Here are three reasons why we correct or teach appropriate behavior to any and all children:
- Safety. The first things we teach our toddlers have to do with safety and the same goes for children with special needs. No standing on chairs. Keep fingers out of light sockets. Chew your food. When I teach my son with autism not to flap, I am trying to keep a target off his back. Drawing attention to himself as someone who is potentially weak is the perfect way for someone with ill intent to tease, trap, harm, kidnap, abuse, molest or take advantage of him. I want him to look just like any other kid in the park or at the store so, hopefully, those seeking to do evil will pass him by.
- It’s my job as a parent to teach my child and encourage my child to be his best. When our kids are young we teach them. If we just accepted the way they are without encouragement, they may never talk, walk, or listen to anyone at all. If your teenager bombs on their SATs, are you dismayed and ashamed?
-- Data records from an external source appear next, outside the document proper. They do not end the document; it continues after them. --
PR #867, opened 2026-06-03
Added ARRAY data type (fixed-sized lists)

yayen-lin:


yayen-lin:
Renamed branch name so it's not confusing, closing this PR

PR #1290, opened 2026-07-26
test(tpcds): GPU-vs-CPU NULL differential suite over TPC-DS (#1095)

### LINKED ISSUE #1219: Add a TPC-DS (with NULLs) differential correctness run
Sub-issue of #1095. Broad, realistic regression guard for NULL handling, to
complement the targeted unit-style tests (#<A>).

## Motivation
The targeted null tests pinpoint specific operators. A full query-suite run over
data that naturally contains NULLs catches *interaction* bugs across
scan→join→aggregate→filter that isolated tests miss.

## Why TPC-DS (not TPC-H)
TPC-DS's schema naturally carries NULLs (nullable measures, dates, dimension
keys), so it exercises NULL paths in realistic multi-operator queries without
synthetic injection. TPC-H is almost entirely `NOT NULL`, so it would require
injecting NULLs and regenerating expected answers.

## Approach
GPU-vs-DuckDB-CPU **differential** comparison (not fixed answers), reusing the
`GpuExecutionFixture` pattern over a generated TPC-DS dataset at a small scale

Or do you support and encourage them to study harder and try again? Learning geography? No! Why can’t we just accept he doesn’t know geography? (Wait, maybe that’s not a good example . . . I’ve had to accept I don’t know geography.) What about a stutter? Lazy eye? That’s just who she is! Chewing fingernails? Accept that bad habit for what it is, no need for self improvement! Why change? Accept me for who I am! I like to rob stores! Walking around naked is good for me! (Not me personally; no need to be alarmed.) Why do we teach our children anything at all?
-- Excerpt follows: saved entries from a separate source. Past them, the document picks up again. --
Issue #1276, opened 2026-07-23
Replace channel backpressure with resource-aware flow control for streaming


aocsa:
## Problem

Sirius needs a principled way to complete workloads that are much larger than available memory and to regulate streaming sessions when downstream consumers cannot keep pace. The mechanism must reduce pressure on constrained resources at a point where upstream work can actually pause; a local bounded channel between a repository and a consumer does not provide that guarantee.

## Decision (2026-07-23 streaming design review)

- Remove bounded-channel backpressure from the streaming source/sink design ([#914](https://github.com/sirius-db/sirius/pull/914)).
- Expose the batch repository directly — producers push, consumers pull.
- Rely on the existing downgrade executor to relieve memory pressure (GPU → host → disk).
- Revisit backpressure only when a real workload shows the need, and co-design it with scheduling, prioritization, memory management, and query concurrency.

## Impact on in-flight streaming work

The compute-node exchange design ([#914](https://github.com/sirius-db/sirius/pull/914), tracked by [#826](https://github.com/sirius-db/sirius/issues/826)) specified the streaming operators around an external bounded channel with channel-level backpressure. This decision changes that contract, so the following are affected:

- **[#836](https://github.com/sirius-db/sirius/issues/836) Streaming source operator** — closed, but implemented against an "external bounded channel ... with backpressure." Needs rework to push directly into the repository, dropping channel-level backpressure.
- **[#837](https://github.com/sirius-db/sirius/issues/837) Streaming sink operator** — in progress; pull directly from the repository, no `exchange_channel` backpressure.
- **[#838](https://github.com/sirius-db/sirius/issues/838) Streaming sink partitioning support** — partition fan-out over direct repository access rather than per-partition channels.
- **[#839](https://github.com/sirius-db/sirius/issues/839) Stream session support** — owns lifecycle/end-of-stream over the repository, without treating channel depth as pressure.

These issues should be implemented (or reimplemented) against the direct push/pull model before any backpressure mechanism from this issue is introduced.

## Why a local bounded channel is insufficient

1. It doesn't stop upstream work — scans keep producing while data piles up before the sink.
2. Channel depth ≠ receiver memory state (drained handles can still queue tasks).
3. No global context — one sink can't reason across concurrent queries, fragments, and workers.
4. It can make things worse — local throttling can drive extra spilling/placement churn instead of prioritizing work that frees resources.

Treat backpressure as resource-pressure control and scheduling, not queue occupancy.

## Design goals

[...]

PR #1320, opened 2026-07-28
feat(exec): repository-backed streaming source with sender-aware EOS and a producer-error plane (#836)

aocsa:
Implements #836. Part 1 of a five-PR stack.

**What.** The plan leaf for a *stream*. A scan stands where the plan reads a table; this operator
stands where there is no table at all — a fragment boundary, fed by whatever another fragment or
external producer pushes in at runtime.

**Design: one difference drives everything.** A scan owns its input, so "empty" means exhausted. This
source owns nothing and its senders are remote: "empty" means wait, waiting must not block an engine
thread, and the stream ends only once every expected sender has closed. The queue is a
`shared_data_repository`, not a bounded channel (#1276 removed it; `exchange_channel.hpp` is deleted
rather than ported), and `exec::batch_stream` binds that repository to the stream state.

- **End-of-stream counts senders, not closes.** With M senders, the stream ends when all M have
  closed; two closes from one sender are not two senders, and an unknown id throws. A plain counter
  would end the stream early and silently return partial results.
- **`on_data` fires on every `push()`.** The scheduler asks a source for work once; if it answers
  "waiting" it is never asked again. The hook re-schedules it. Firing on every push leaves no window
  for a batch to slip in unannounced.
- **`fail_input(error)` ends the stream as a failure.** The consumer wakes as if data arrived and its
  next pull rethrows the first error. Without this verb a dead producer looks like a finished one.
- **`query.cpp` makes it reachable.** STREAMING_SOURCE joins GPU_SCAN and GPU_VALUES as a schedulable
  kickoff; a receiver fragment has no scan, so without it `start_query()` throws "query has no
  schedulable scan sources" before a single task runs.

The rest is task-protocol glue: `READY{this}` when a batch or error is pullable, `WAITING{nullptr}`
when open and empty (no upstream operator to redirect to), `nullopt` at a clean end;
`all_ports_empty()` is `stream.drained()`; `execute()` is a pass-through.

**Reading order.**
1. `src/include/op/sirius_physical_streaming_source.hpp` — class comment is the design note.
2. `src/include/exec/batch_stream.hpp` — the primitive's contract, S1–S5 and the error plane P1–P4.
3. `src/exec/batch_stream.cpp` — push/close/fail vs pull/classify under one lock.
4. `src/op/sirius_physical_streaming_source.cpp` — glue; `set_pipeline` wires the two hooks.
5. `src/planner/query.cpp` — 5 lines; `sirius_pipeline.hpp` gains `get_task_creator()`, which is how
   a producer thread re-arms a starved head.
6. `docs/super-sirius/operators.md` — the STREAMING_SOURCE entry and hint table.
7. `test/cpp/exec/test_batch_stream.cpp`, `test/cpp/operator/test_physical_streaming_source.cpp` —
   BSTR-1…17, SRC-1…27, BUG-1…4, REARM-1…4 (need a GPU). `test_exchange_channel.cpp` goes with the
   header it covered.

### Stack: part 1 of 5
- **Base:** `dev`
- **Depends on:** nothing


aminaramoon:
[@aocsa](https://github.com/aocsa) we already have all the capabilities on stream source in sirius, no additional operator is needed.

you can send end_stream, wait_for_data and data batches to scan operators throught split_connector ?

do you think we need to add this or just a rewiring of split_connector would be adequate ?

aocsa:
> we already have all the capabilities on stream source in sirius, no additional operator is needed.

Agreed — no new capability is invented: the operator is thin glue over the existing `shared_data_repository` ([#1276](https://github.com/sirius-db/sirius/issues/1276): the repository *is* the queue, spillable, no bounded channel). The only thing it adds is what a repository can't say — fan-in end-of-stream across an expected **set** of senders ([#836](https://github.com/sirius-db/sirius/issues/836)).

> you can send end_stream, wait_for_data and data batches to scan operators through split_connector?

For the special case of exactly one sender — probably, yes. But an exchange input is a **fan-in** in general: N remote senders into one stream, where end-of-stream means *every expected sender* has closed. `split_connector` models the opposite shape: one local producer, one `close()` bool, no notion of who is sending.

Also worth clarifying the topology — `STREAMING_SOURCE` does **not** replace scans. In this query plan, for example:

- **Fragment 1 (sender):** `GPU_SCAN(lineitem) → filter → project → STREAMING_SINK` —
  starts with the normal GPU scan; its `split_connector` is untouched by this stack.
- **Fragment 2 (receiver):** `STREAMING_SOURCE → aggregate → RESULT_COLLECTOR` — the source
  appears only at the exchange boundary, a leaf with **no table to scan**.

> do you think we need to add this or just a rewiring of split_connector would be adequate?

We need to add it. Rewiring means giving `split_connector` everything it lacks above. 

Thank you for noticing the existence of split_connector—it led to a real follow-up, now on a single `exec::batch_stream`: a single primitive (repository, stream state, and producer-error plane) shared by the source, the sink (#1321), and the upcoming streamming session. cc @aminaramoon

src/include/exec/batch_stream.hpp
```diff
@@ -0,0 +1,196 @@
...
+#include <functional>
+#include <memory>
+#include <mutex>
+#include <set>
+
+namespace sirius::exec {
+
+/// Identity of one producer feeding a stream. A fan-in stream (N remote senders into one
+/// source) is only at end-of-stream once every expected sender has closed, so closes must
+/// dedup by identity rather than by count.
```
dhruv9vats, line 33:
```suggestion
/// source) signals end-of-stream IFF every expected sender has closed, so closures must
/// be deduped by identity rather than by count.
```

src/include/exec/batch_stream.hpp
```diff
@@ -0,0 +1,196 @@
...
+/// `shared_data_repository`; consumers pull, poll, or block. The repository is the queue; this
+/// owns everything the repository lacks — who is still producing, whether "no batch right now"
+/// means "wait" or "the stream is over", how a starved consumer gets woken, and how a producer
+/// failure reaches the consumer.
+///
+/// The streaming source, the streaming sink, and the session all need this same pairing;
+/// written once here, each of them is left with task-protocol glue.
+///
+/// The repository is borrowed: the caller creates and registers it with the memory manager, so
+/// queued batches stay spillable. Hold the stream by `shared_ptr` — producer threads co-own it.
```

- Love. The main reason I correct my child’s behaviors, is out of love. Pure and simple. No one loves my child more than I do. I love him enough to keep working at his goals every day. I love him enough to never give up on him. I love him enough to encourage him. When I hear his prayers at night that God will heal his brain, I take notice and pray too. I ask God to give me the knowledge and ability to be his instrument so my child can heal. Love is wanting the absolute best for your child and working tirelessly to get there no matter how long it takes.Every day I want to yell from the rooftops how blessed I am with the gift of being his mom because I am so undeserving of his pure, sweet spirit. How did I get so lucky to know love like this? I refrain from sharing how truly special he is, for fear of sounding boastful. He is love. And although I wish he never had to go through it, I am here and we will make it.
So for anyone out there who is still questioning, there is no possible way I am embarrassed by my child. I can’t imagine being more proud of him and his accomplishments as most have not come to him easily. I was not embarrassed when he was three and screamed throughout a whole birthday party because they weren’t serving the cake soon enough. Nor was I embarrassed when he was the only child running the wrong way in a field day relay race. Quite honestly, I didn’t bat an eye (but died laughing later) when he exclaimed I needed to shave my mustache when I was teaching Sunday School.
You see, encouraging greatness does not change the core of who he is. He is still my son, regardless. Just as your child’s accomplishments do not change your love for your child.
Every moment with him, my life is better . . . not always easy . . . but full of real joy. The kind you get looking through those special perspective-colored glasses.